__TASK INSTRUCTIONS__. When a line of the entries contains the word "MissionFormat", report that line.

__ENTRIES SUPPLIED__.

PR #5636, opened 2023-09-28
Pause and Resume voices

MjnMixael:
Not sure if this ever worked in retail, but it should in 2023. This adds sound methods to pause and resume sound handles which are then used in mission message to pause and resume voices. I've added the appropriate pause/resume methods to all areas expected (essentially all the same places where weapons and audiostreams (music) are paused as well).

### DIFF
--- a/code/sound/sound.cpp
+++ b/code/sound/sound.cpp
@@ -966,6 +966,48 @@ void snd_stop(sound_handle sig)
 }
 
 /**
+ * Pauses a sound
+ *
+ * @param sig handle to sound, what is returned from snd_play()
+ */
+void snd_pause(sound_handle sig)
+{
+	int channel;
+
+	if (!ds_initialized)
+		return;
+	if (!sig.isValid())
+		return;
+
+	channel = ds_get_channel(sig);
+	if (channel == -1)
+		return;
+
+	ds_pause_channel(channel);
+}
+
+/**
+ * Resumes a sound
+ *
+ * @param sig handle to sound, what is returned from snd_play()
+ */
+void snd_resume(sound_handle sig)
+{
+	int channel;
+
+	if (!ds_initialized)
+		return;
+	if (!sig.isValid())
+		return;
+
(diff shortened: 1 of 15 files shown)


code/sound/sound.cpp
```diff
@@ -1145,6 +1187,38 @@ int snd_is_playing(sound_handle sig)
...
+// snd_is_paused()
+//
+// Determine if a sound is paused
+//
+// returns:			1				=> sound is currently paused
+//						0				=> sound is not paused
+//
+// parameters:		sig	=> signature of sound, what is returned from snd_play()
+//
+int snd_is_paused(sound_handle sig)
```
JohnAFernandez, line 1200: So, since you're writing new functions, these should really just return bools.  Not that there's really any chance of this, but it's safer to return only either true or false and not accidentally something that the calling code is not equipped to handle.

code/sound/sound.cpp
```diff
@@ -1145,6 +1187,38 @@ int snd_is_playing(sound_handle sig)
...
+{
+	int channel, is_paused;
```
JohnAFernandez, line 1202: I know other reviewers say to "match the formatting of the surrounding code", but imho, variables should be declared as close to their assignment as possible, even if the surrounding code is not doing that.  I won't insist on this change, but it would fewer lines.

JohnAFernandez (changes requested):
The actual feature seems to be straightforward enough.  Just a couple notes.

code/sound/sound.cpp
MjnMixael: I can do that, it's really simple. It will be the only functions in the entire sound code that work that way, though.

MjnMixael: Done

code/sound/sound.cpp
MjnMixael: and Done

JohnAFernandez (approved):
Thanks!

PR #5638, opened 2023-09-28
Player general orders

MjnMixael:
Here is player "general" orders. This new feature leverages LuaAI's foundation to be able to create new orders on the Comm Board that the player can select. These orders do not apply to a ship, however. They simply run arbitrary Lua script with an optional `target` parameter. `Ai_helper.Ship` will always be nil here.

You can define an order and set it to an arbitrary category that will show on the top-level Comm Board menu. Orders are then grouped by category.

General orders can be enabled or disabled. They are disabled by default on mission load. Disabled means they will not be visible at all on the Comm Board.

General orders can be valid or invalid. They are invalid by default on mission load. Invalid orders will be visible but greyed out on the Comm Board.

Mission file parsing and saving of default enabled/validated orders is included with this PR. A UI interface is planned and will look very similar to the Allowed Orders dialog in the Ship Editor. However I have a several PRs already that upgrade the Mission Specs dialog (where this will go) that I want to wait for a merge to avoid merge conflicts.

This does also come with sexps to enable/disable and validate/invalidate orders on the fly during a mission. That will suffice for now until I can get the UI dialog created.


code/ai/ailua.cpp
```diff
@@ -48,6 +48,149 @@ const player_order_lua* ai_lua_find_player_order(int sexp_op) {
...
+
+	return count;
+}
+
+SCP_vector<SCP_string> ai_lua_get_general_order_categories(bool enabled_only)
+{
+	SCP_vector<SCP_string> list;
+
+	for (auto order : Lua_player_orders) {
+		SCP_string cat = order.second.category;
```
BMagnu, line 68: Similarly, this should be a const SCP_string&, since you never modify it.

code/ai/ailua.cpp
```diff
@@ -48,6 +48,149 @@ const player_order_lua* ai_lua_find_player_order(int sexp_op) {
...
+		}
+	}
+
+	return list;
+}
+
+SCP_vector<SCP_string> ai_lua_get_enabled_general_orders_by_category(SCP_string cat) {
+	SCP_vector<SCP_string> list;
+
+	for (auto order : Lua_player_orders) {
```
BMagnu, line 103: Same here

code/ai/ailua.cpp
```diff
@@ -48,6 +48,149 @@ const player_order_lua* ai_lua_find_player_order(int sexp_op) {
...
+			if (cat == list[i]) {
+				break;
+			}
+		}
+	}
+
+	return list;
+}
+
+SCP_vector<SCP_string> ai_lua_get_enabled_general_orders_by_category(SCP_string cat) {
```
BMagnu, line 100: As this is also is just a read-only thing, it should be a const SCP_string& as well

code/ai/ailua.cpp
```diff
@@ -48,6 +48,149 @@ const player_order_lua* ai_lua_find_player_order(int sexp_op) {
...
+	SCP_vector<SCP_string> list;
+
+	for (auto order : Lua_player_orders) {
+		if (order.second.cur_valid) {
+			list.push_back(order.second.parseText);
+		}
+	}
+
+	return list;
+}
```
BMagnu, line 147: Frankly, these four should all be combined into one function, that takes three parameters:
bool onlyEnabled
bool onlyValid
const SCP_string& category (if empty, any category)

It'd cut down on a lot of code repetition and functions in the namespace

code/ai/ailua.cpp
```diff
@@ -48,6 +48,149 @@ const player_order_lua* ai_lua_find_player_order(int sexp_op) {
...
+
+int ai_lua_find_general_order_id(SCP_string name) {
+	for (auto order : Lua_player_orders) {
```
BMagnu, line 150: Both of these should be const&'s

code/ai/ailua.cpp
```diff
@@ -67,8 +214,13 @@ void run_ai_lua_action(const luacpp::LuaFunction& action, const ai_mode_lua& lua
 	auto retVals = action.call(Script_system.GetLuaSession(), luaParameters);
 
 	if (!retVals.empty() && retVals[0].getValueType() == luacpp::ValueType::BOOLEAN) {
-		if (retVals[0].getValue<bool>())
-			ai_mission_goal_complete(aip);
+		if (retVals[0].getValue<bool>()) {
+
+			// If we don't have a ship then it's a general order and we have nothing else to do
+			if (aip->shipnum < 0) {
```
BMagnu, line 220: Isn't this the wrong way?
We only need to complete the goal, if the shipnum is larger or equal to 0 and valid?

code/hud/hudsquadmsg.cpp
```diff
@@ -1630,13 +1631,38 @@ void hud_squadmsg_type_select( )
...
+	int lua_order_count = 0;
+
+	// Now get a list of all lua categories to add. Meow.
+	SCP_vector<SCP_string> lua_cat_list = ai_lua_get_general_order_categories();
+
+	// If we have too many categories then we have an oopsie!
+	if ((int)lua_cat_list.size() > (MAX_MENU_ITEMS - NUM_COMM_ORDER_TYPES)) {
+		Warning(LOCATION,
+			"Too many defined Lua General Order Categories! Any categories beyond %i will be ignored.",
+			MAX_MENU_ITEMS - NUM_COMM_ORDER_TYPES);
```
BMagnu, line 1645: Is it at all possible to validate this during parsing and not during display?

code/hud/hudsquadmsg.cpp
```diff
@@ -1667,6 +1693,13 @@ void hud_squadmsg_type_select( )
 	MsgItems[TYPE_REPAIR_REARM_ITEM].active = 1;				// this item will always be available (I think)
 	MsgItems[TYPE_REPAIR_REARM_ABORT_ITEM].active = 0;
 
+	for(auto cat : lua_cat_list){
```
BMagnu, line 1696: should be const auto&

code/hud/hudsquadmsg.cpp
```diff
@@ -2078,6 +2114,60 @@ void hud_squadmsg_ship_command()
...
+
+		//If it's not a general order then do not add it.
+		if (!lua_porder->generalOrder) {
+			continue;
+		}
+
+		//If it's not part of the selected category then do not add it.
+		if (lua_porder->category != Lua_sqd_msg_cat) {
+			continue;
+		}
```
BMagnu, line 2139: This is player_order number of string comparisons each frame.
Not pretty, but it _might_ be sufficient for now.

fred2/missionsave.cpp
```diff
@@ -4148,6 +4149,38 @@ int CFred_mission_save::save_players()
...
+
+	if (Mission_save_format != FSO_FORMAT_RETAIL && (e_list.size() > 0)) {
+		if (optional_string_fred("+General Orders Enabled:", "#Players"))
+			parse_comments();
+		else
+			fout("\n+General Orders Enabled:");
+
+		fout(" (");
+
+		for (SCP_string order : e_list) {
```
BMagnu, line 4162: const&

fred2/missionsave.cpp
```diff
@@ -4148,6 +4149,38 @@ int CFred_mission_save::save_players()
...
+
+	if (Mission_save_format != FSO_FORMAT_RETAIL && (v_list.size() > 0)) {
+		if (optional_string_fred("+General Orders Valid:", "#Players"))
+			parse_comments();
+		else
+			fout("\n+General Orders Valid:");
+
+		fout(" (");
+
+		for (SCP_string order : v_list) {
```
BMagnu, line 4178: const&

qtfred/src/mission/missionsave.cpp
```diff
@@ -4142,6 +4143,38 @@ int CFred_mission_save::save_players()
...
+
+	if (save_format != MissionFormat::RETAIL && (e_list.size() > 0)) {
+		if (optional_string_fred("+General Orders Enabled:", "#Players"))
+			parse_comments();
+		else
+			fout("\n+General Orders Enabled:");
+
+		fout(" (");
+
+		for (SCP_string order : e_list) {
```
BMagnu, line 4156: const&

qtfred/src/mission/missionsave.cpp
```diff
@@ -4142,6 +4143,38 @@ int CFred_mission_save::save_players()
...
+
+	if (save_format != MissionFormat::RETAIL && (v_list.size() > 0)) {
+		if (optional_string_fred("+General Orders Valid:", "#Players"))
+			parse_comments();
+		else
+			fout("\n+General Orders Valid:");
+
+		fout(" (");
+
+		for (SCP_string order : v_list) {
```
BMagnu, line 4172: const&

qtfred/src/ui/widgets/sexp_tree.cpp
```diff
@@ -5137,6 +5145,19 @@ sexp_list_item* sexp_tree::get_listing_opf_traitor_overrides()
 	return head.next;
 }
 
+sexp_list_item* sexp_tree::get_listing_opf_lua_general_orders()
+{
+	sexp_list_item head;
+
+	SCP_vector<SCP_string> orders = ai_lua_get_all_general_orders();
+
+	for (auto val : orders) {
```
BMagnu, line 5154: const&

fred2/sexp_tree.cpp
```diff
@@ -7536,6 +7544,19 @@ sexp_list_item* sexp_tree::get_listing_opf_traitor_overrides()
 	return head.next;
 }
 
+sexp_list_item* sexp_tree::get_listing_opf_lua_general_orders()
+{
+	sexp_list_item head;
+
+	SCP_vector<SCP_string> orders = ai_lua_get_all_general_orders();
+
+	for (auto val : orders) {
```
BMagnu, line 7553: const&

BMagnu (changes requested):
Needs more const references!
Otherwise some small issues, but generally good to go.
Nice to see LuaAI being expanded in this direction!

code/ai/ailua.cpp
MjnMixael: yes, I believe you are correct

code/hud/hudsquadmsg.cpp
MjnMixael: Just have to move the relevant defines in to the header, I suppose.

code/hud/hudsquadmsg.cpp
MjnMixael: Hmm. Definitely worth some thought and maybe a follow-up.

BMagnu (approved):

wookieejedi:
Will plan to merge later today

PR #5641, opened 2023-09-30
tweak directory copying for frameworks on macOS

notimaginative:
CMake's copy_directory functions follow symlinks recursively as opposed to preserving them. For mac frameworks, which make use of symlinks for versioning, this causes the files to be duplicated multiple times in the copied framework. Using rsync instead, just for frameworks, will properly duplicate the framework while still avoiding the "file exists" error from cp.


notimaginative:
I'm not particularly happy having to do this, but I haven't found a better option. The alternative is allowing bundled frameworks to be 2.5x their normal size for no reason.

Goober5000 (approved):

__SOLUTION FOR THIS TASK__.
+	if (save_format != MissionFormat::RETAIL && (e_list.size() > 0)) {
+	if (save_format != MissionFormat::RETAIL && (v_list.size() > 0)) {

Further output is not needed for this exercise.